Your task: Write out the following listing's lines from the one with "Adds the functionality requested in #153" to the one with "In a discussion", exactly, with both included and no others.

Data:
PR #175, opened 2022-05-02
Redirect when found preferred upload endpoint on /content/add

gmelodie:
Adds the functionality requested in #153

PR #315, opened 2022-07-09
Replace shuttle-proxy with redirects

gmelodie:
In a discussion with @jlogelin we realized that what `shuttle-proxy` did was not very different from what I implemented in https://github.com/application-research/estuary/pull/175. I personally think that, at least right now, shuttle-proxy adds an unnecessarily big volume of code, so I just made the main node do what shuttle-proxy did: 

When a client hits `/content/add` or `/content/add-car` and `--disable-content-adding` is set on the main node, it fetches available endpoints (other shuttles) and makes the call to them.

Obs: this PR also fixes the biggest issue with https://github.com/application-research/estuary/pull/175: users don't need to worry about redirecting now, since the main node just does everything for them transparently.


alvin-reyes:
Instead of adding it to the main node, we should create a standalone shuttle-proxy that clients can use for their dedicated/self-hosted infra. 

I'm thinking we should:
1 - decouple this "code" as a "proxifier" library
2 - create a standalone shuttle-proxy node with this library
3 - use the same proxifier library when a main and shuttle node sets a flag (like: "enable-proxy"). 

image

gmelodie:
I would agree with that approach if we had to do complicated load balancing, but that's not the case with estuary. It just feels like this is overengineering things, we just need a simple redirect to fix this issue.

alvin-reyes (approved):
LGTM. We should revisit this later on but we can merge it for now.

PR #318, opened 2022-07-13
chore: small change to add total users and sp on public/stats endpoint

alvin-reyes:
# Changes
Small change to add total users and total SPs on the public/stat endpoint. 

# Verification
image

### DIFF
--- a/handlers.go
+++ b/handlers.go
@@ -3687,6 +3687,8 @@ type publicStatsResponse struct {
 	DealsOnChain       int64 `json:"dealsOnChain"`
 	TotalObjectsRef    int64 `json:"totalObjectsRef"`
 	TotalBytesUploaded int64 `json:"totalBytesUploaded"`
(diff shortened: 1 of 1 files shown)


handlers.go
```diff
@@ -3687,6 +3687,8 @@ type publicStatsResponse struct {
 	DealsOnChain       int64 `json:"dealsOnChain"`
 	TotalObjectsRef    int64 `json:"totalObjectsRef"`
 	TotalBytesUploaded int64 `json:"totalBytesUploaded"`
+	TotalUsers         int64 `json:"totalUsers"`
```
en0ma, line 3690: @alvin-reyes please use `sql.NullInt64` for all of these - it is safer if there are null values

alvin-reyes: done on the latest commit.

en0ma (approved):
LGTM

Exercise answer:
Adds the functionality requested in #153

PR #315, opened 2022-07-09
Replace shuttle-proxy with redirects

gmelodie:
In a discussion with @jlogelin we realized that what `shuttle-proxy` did was not very different from what I implemented in https://github.com/application-research/estuary/pull/175. I personally think that, at least right now, shuttle-proxy adds an unnecessarily big volume of code, so I just made the main node do what shuttle-proxy did: 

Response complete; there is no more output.